Nigel Whitfield finds out how new technologies could turn science fiction into reality
A staple of much science fiction is the universal machine whether called a cornucopia, replicator, foundry or something else, it’s a familiar concept: a machine that can make anything, and at its extreme, more copies of itself. While a truly universal machine, able to create complex circuitry as easily as a cup of tea or a new swimsuit is still a dream, the idea of 3D printing is far from fiction.
In fact, ‘rapid prototyping’ machines are nothing new – they’ve been used in industry for some years now, enabling design drawings to be turned into objects by laying down successive very thin layers of plastic in a process a little like inkjet printing.

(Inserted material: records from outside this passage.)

Issue #14024, opened 2020-08-10
Allow developers to specify different symbols for upper/lower markers in dumbbell charts


hardingalexh:
# Description of the feature
[Dumbbell series](https://api.highcharts.com/highcharts/series.dumbbell) allow a developer to choose different colors for their low and high markers as `color` and `lowColor`. However, there is not an equivalent for `marker`, which allows the developer to choose which symbol is rendered at the ends of the dumbbell. Allowing a developer to alter `lowMarker` using identical syntax to `marker` would allow new features like directional arrows (circle to right arrow) or other custom features for display.

# Library related to the feature
Highcharts, Highcharts-more

# Proof of Concept/Live example for the feature
For example, the ability to render a [chart like this](https://imgur.com/kXf8jK6).

----

**You can vote for this feature by a adding thumbs-up reaction to this post.**

sebastianbochan:
Hi @hardingalexh,
Thank you for the idea!

FYI @raf18seb

pawellysy:
unstale

gpspake:
Bump. This is needed for accessibility. Is there no way to accomplish this currently 🤔? 
We have a dumbell chart that shows an increase or decrease over two periods. The point for the initial period is a black circle. If the amount has increased, the connector and the upper point are green. If it has decreased, the connector and the lower point are red.
What we want to do is use triangle and upside down-triangle for the second period point to indicate whether it has increased or decreased but we want to keep the initial point a circle.

raf18seb:
Hi @gpspake, thanks for popping this up!

This feature request is getting more popular. Imo the Highcharts dumbbell series should handle a case like this in an easy way. I personally came across the same problem with a very basic chart like this one
![image](https://user-images.githubusercontent.com/23310742/233168084-6d76a49f-08a1-4ed8-8475-968cf62af750.png)


We'll discuss adding this feature and provide more info soon :)

raf18seb:
We'll add it in one of the next releases. No ETA yet, but I'm aiming for the end of Q2 2023

karolkolodziej:
This feature is available in v11.2.0.

PR #19184, opened 2023-06-20
feature/14024-dumbbell-customization

magdalena-gut:
Added requested feature, #14024 .

FYI: Due to the implementation specifics of the Dumbbell series, a feature has been added to the AreaRange series from which it inherits.

---
TO DO:
- [x] - add lowMarker option
- [x] - add lowMarker logic
- [x] - update API
- [x] - update Docs
- [x] - tests for AreaRange
- [x] - additional tests for Dumbbell
- [x] - demo for AreaRange
- [x] - demo for Dumbbell
- [x] - fix update

TO FIX:
- [x] - when either the lowMarker or the marker is enabled while the other is disabled, it retains its symbol when hovered over
- [x] -  #19756 (reported)


docs/chart-and-series-types/range-series.md
```diff
@@ -20,6 +20,7 @@ Options related to Range series
 |Option|Description|
 |------|-----------|
 |[dataLabels](https://api.highcharts.com/highcharts/plotOptions.arearange.dataLabels)|Since both the low values and high values for a series need a separate data label, we added a new set of options, "xLow", "xHigh", "yLow" and "yHigh". With these options, the relative position can be altered.|
+|[lowMarker](https://api.highcharts.com/highcharts/plotOptions.arearange.lowMarker)|The new "lowMarker" option helps to visualize better the low and high values by customizing their symbols separately.
```
TorsteinHonsi, line 23: > The new "lowMarker" option...

Remove the word "new". This description will likely not be changed in a while.

samples/highcharts/demo/arearange-lowmarker/demo.css
TorsteinHonsi, line 1: Move it to highcharts/series-arearange/lowmarker

samples/highcharts/demo/arearange-lowmarker/demo.details
```diff
@@ -0,0 +1,9 @@
+---
+name: Temperature variation represented by lower and upper symbols
+authors:
+  - Magdalena Gut
+js_wrap: b
+tags:
+  - Highcharts demo 
+  - Area charts
```
TorsteinHonsi, line 8: Remove from demos

samples/highcharts/demo/dumbbell-lowmarker/demo.css
TorsteinHonsi, line 1: Move to `highcharts/series-dumbbell/lowmarker`

samples/highcharts/demo/dumbbell-lowmarker/demo.html
```diff
@@ -0,0 +1,14 @@
+<script src="https://code.highcharts.com/highcharts.js"></script>
+<script src="https://code.highcharts.com/modules/data.js"></script>
+<script src="https://code.highcharts.com/highcharts-more.js"></script>
```
TorsteinHonsi, line 3: The demo doesn't work, must add `modules/dumbbell.js`

ts/Core/Series/Series.ts
```diff
@@ -663,6 +663,29 @@ class Series {
         );
     }
 
+    /**
+     * Determine whether a marker in a series has changed.
```
TorsteinHonsi, line 667: ... the marker ...

ts/Series/AreaRange/AreaRangeSeries.ts
```diff
@@ -856,6 +889,30 @@ export default AreaRangeSeries;
  * @apioption series.arearange.fillOpacity
  */
 
+/**
+ * Options for the lower markers of the arearange-like series. When lowMarker is
```
TorsteinHonsi, line 893: > When lowMarker is....

Put `lowMarker` in backticks.

ts/Series/AreaRange/AreaRangeSeries.ts
```diff
@@ -856,6 +889,30 @@ export default AreaRangeSeries;
...
+ * @extends   plotOptions.series.marker
+ * @default   undefined
+ * @product   highcharts highstock
+ * @apioption plotOptions.arearange.lowMarker
+ */
+
+/**
+ *
+ * @sample {highcharts} highcharts/demo/arearange-lowmarker/
+ *         Area range chart with lowMarker option
```
TorsteinHonsi, line 908: Put `lowMarker` in backticks

ts/Series/Dumbbell/DumbbellSeries.ts
```diff
@@ -613,6 +619,28 @@ export default DumbbellSeries;
  * @product   highcharts highstock
  * @apioption series.dumbbell.data
  */
+/**
+ * Options for the lower markers of the dumbbell-like series. When lowMarker is
```
TorsteinHonsi, line 623: Backticks

TorsteinHonsi (changes requested):
Thanks, nice work! 

In addition to the comments, I think we should do some more work on the main dumbbell-lowmarker demo. We now have to tools to create something with directional arrows, like put forward in [this internal conversation](https://highsoft.slack.com/archives/C0GV77GCD/p1678370011472449).

We don't need to go all that way, but I think we should at least make the demo more useful by finding a data set that has both increasing and decreasing data. We can separate those into two series, with their specific markers. POC: https://jsfiddle.net/zfo0cnvp/

TorsteinHonsi (changes requested):
Thanks!

I still think we should do more with the dumbbell sample though. Please see my [previous comment](https://github.com/highcharts/highcharts/pull/19184#pullrequestreview-1582408533). The sample data set still has only rising values.

magdalena-gut:
> Thanks!
> 
> I still think we should do more with the dumbbell sample though. Please see my [previous comment](https://github.com/highcharts/highcharts/pull/19184#pullrequestreview-1582408533). The sample data set still has only rising values.

Certainly, the demo is almost ready, however I found a bug in the meantime - I work on it.

TorsteinHonsi:
@magdalena-gut Any progress on the final pieces?

magdalena-gut:
> 

I got stuck on this bug a bit, however, I hope tomorrow's PP session will help to sort it out. I just pushed the improved demo.

samples/highcharts/series-dumbbell/lowmarker/demo.details
TorsteinHonsi, line 1: I think we should add this sample to the demo pages, as it represents something that we don't have other demos for. So
* Move it to `highcharts/demos/dumbbell-markers`
* Pick a shorter name in demo.details. This will show up in the demo page.
* Set a category in demo.details (see existing demos for template).

samples/highcharts/series-dumbbell/lowmarker/demo.js
```diff
@@ -0,0 +1,204 @@
+// Define custom SVG symbols for left and right triangles
+Highcharts.SVGRenderer.prototype.symbols.triangleLeft = function (x, y, w, h) {
+    return ['M', x, y + h / 2, 'L', x + w, y, 'L', x + w, y + h, 'Z'];
+};
+
+Highcharts.SVGRenderer.prototype.symbols.triangleRight = function (x, y, w, h) {
+    return ['M', x + w, y + h / 2, 'L', x, y, 'L', x, y + h, 'Z'];
+};
```
TorsteinHonsi, line 8: Prefer arrow functions

samples/highcharts/series-dumbbell/lowmarker/demo.js
```diff
@@ -0,0 +1,204 @@
...
+    {
+        name: 'Decrease',
+        data: decreasingData,
+        marker: {
+            enabled: false
+        },
+        lowMarker: {
+            enabled: true,
+            symbol: 'triangleLeft',
+            fillColor: Highcharts.getOptions().colors[5]
```
TorsteinHonsi, line 200: Why is this necessary? By default I would expect the low-marker to get fill by the `point.color || series.color` just like the main marker.

samples/highcharts/series-dumbbell/lowmarker/demo.js
```diff
@@ -0,0 +1,204 @@
...
+    current: 3
+}].map(dataPoint => {
+    const isIncrease = dataPoint.previous < dataPoint.current;
+    return {
+        ...dataPoint,
+        low: isIncrease ? dataPoint.previous : dataPoint.current,
+        high: isIncrease ? dataPoint.current : dataPoint.previous,
+        color: isIncrease ?
+            Highcharts.getOptions().colors[2] :
+            Highcharts.getOptions().colors[5]
```
TorsteinHonsi, line 107: Since all the increasing points are assigned to the same series, and all the decreasing ones to another, I assume it would be better to set the color on the series rather than on each individual point.

samples/highcharts/series-dumbbell/lowmarker/demo.css
```diff
@@ -0,0 +1,5 @@
+#container {
+    height: 500px;
+    max-width: 600px;
+    margin: 0 auto;
```
TorsteinHonsi, line 4: Metter apply max-width and margin to the figure element, so that the description is aligned with the chart.

ts/Core/Series/Series.ts
```diff
@@ -663,6 +663,29 @@ class Series {
...
+     */
+    public hasMarkerChanged(
+        options: DeepPartial<SeriesOptions>,
+        oldOptions: DeepPartial<SeriesOptions>
+    ): boolean | undefined {
+        const series = this,
+            marker = options.marker,
+            oldMarker = oldOptions.marker || {};
+
+        // This is a workaround for update lowMarker symbol #14024
```
TorsteinHonsi, line 680: It's not really a "workaround", more a refactoring to allow extendibility. I think this comment can just be removed.

ts/Series/AreaRange/AreaRangeSeries.ts
```diff
@@ -560,14 +560,32 @@ class AreaRangeSeries extends AreaSeries {
...
 
+        if (series.options.lowMarker) {
+            const { options: { marker, lowMarker } } = series;
+
+            series.options.marker = merge(marker, lowMarker);
+
+            if (lowMarker.symbol) {
+                series.symbol = lowMarker.symbol;
+            }
+        }
```
TorsteinHonsi, line 578: It seams to me that this code block, and the restore block below, are repeated between the AreaRangePoint.ts and AreaRangeSeries.ts files. In adherence with the [DRY principle](https://en.wikipedia.org/wiki/Don%27t_repeat_yourself), we should refactor it out to a function. The function should be placed on the AreaRangeSeries class since it handles stuff on the series level.

One way to resolve it is to do the two operations in the same function. So the first time it runs (without arguments), it returns the original settings for marker and symbol. The second time it is called with the original settings as an argument, and then those properties are restored.

TorsteinHonsi (changes requested):
Thanks! Some more comments. 

The dumbbell demo looks great now, I think we should add this to our demo pages.

samples/highcharts/series-dumbbell/lowmarker/demo.js
magdalena-gut: In dumbbell series there is also the lowColor option which is set by default and takes the priority over the series color. I didn't change it due to backward compatibility. Should I change it?

TorsteinHonsi: Okay, I didn't know that. Let's keep it.

However, I notice that if I set `lowColor` to `undefined`, the marker takes the color of the series. That is intuitive and makes sense to me. So I think we should do two things with that:
* Update the [API docs](https://api.highcharts.com/highcharts/series.dumbbell.lowColor) with that information.
* Change your demo to use `lowColor: undefined` instead of hard-setting `lowMarker.fillColor`.

TorsteinHonsi:
Now pending change requests:
* Use `lowColor: undefined` https://github.com/highcharts/highcharts/pull/19184#discussion_r1333965131
* Don't repeat code https://github.com/highcharts/highcharts/pull/19184#discussion_r1327059636

TorsteinHonsi (approved):
Thanks! 🎉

But these machines cost thousands of pounds, and are very complex – certainly well out of the reach of the home or even small-business user.
But now a lot of that could be set to change, in large part due to work that’s been carried out over the past few years at the University of Bath. Scientists are creating a rapid prototyping device that’s not only a fraction of the cost of existing systems, but can be built and used without detailed specialist knowledge.
Rapid prototyping
The brainchild of Adrian Bowyer, Reprap is short for Replicating Rapid prototyper. The idea was first outlined in 2004, and the first Reprap built in May 2006 saw the ‘birth’ of the first child Reprap – one for which as many of the parts as possible were made on the original machine. But before we look at Reprap in more detail, exactly what is rapid prototyping, and how does it work?
Although we mentioned inkjet printing in the introduction, it’s perhaps more accurate to think about plotters; a rapid prototyper is based around an extruder – something like a glue gun, controlled by a computer – which is fed from a reel of plastic polymer. The polymer is heated and deposited on the surface below it. By moving the extruder head in the X and Y axes, it can create an outline, just like a plotter.
What makes things 3D is that the surface onto which the plastic is deposited can move up and down – the Z axis – and so by lowering it slightly after the first layer, another can be laid down, and so on, building up a three-dimensional object.
The end result is a plastic version of the object, made using a polymer like polylactic acid (PLA) or acrylonitrile butadiene styrene (ABS). But that’s not necessarily the end of things – not everything, for example, can really be made of plastic – especially those exposed to high temperatures.
So in industrial or mechanical applications, the prototype that’s printed can then be used to create a mould, and an object then cast in metal or some or material. Since everything’s driven by computer, directly from drawings created in a Cad package, it can be far more accurate than making models and casting from them.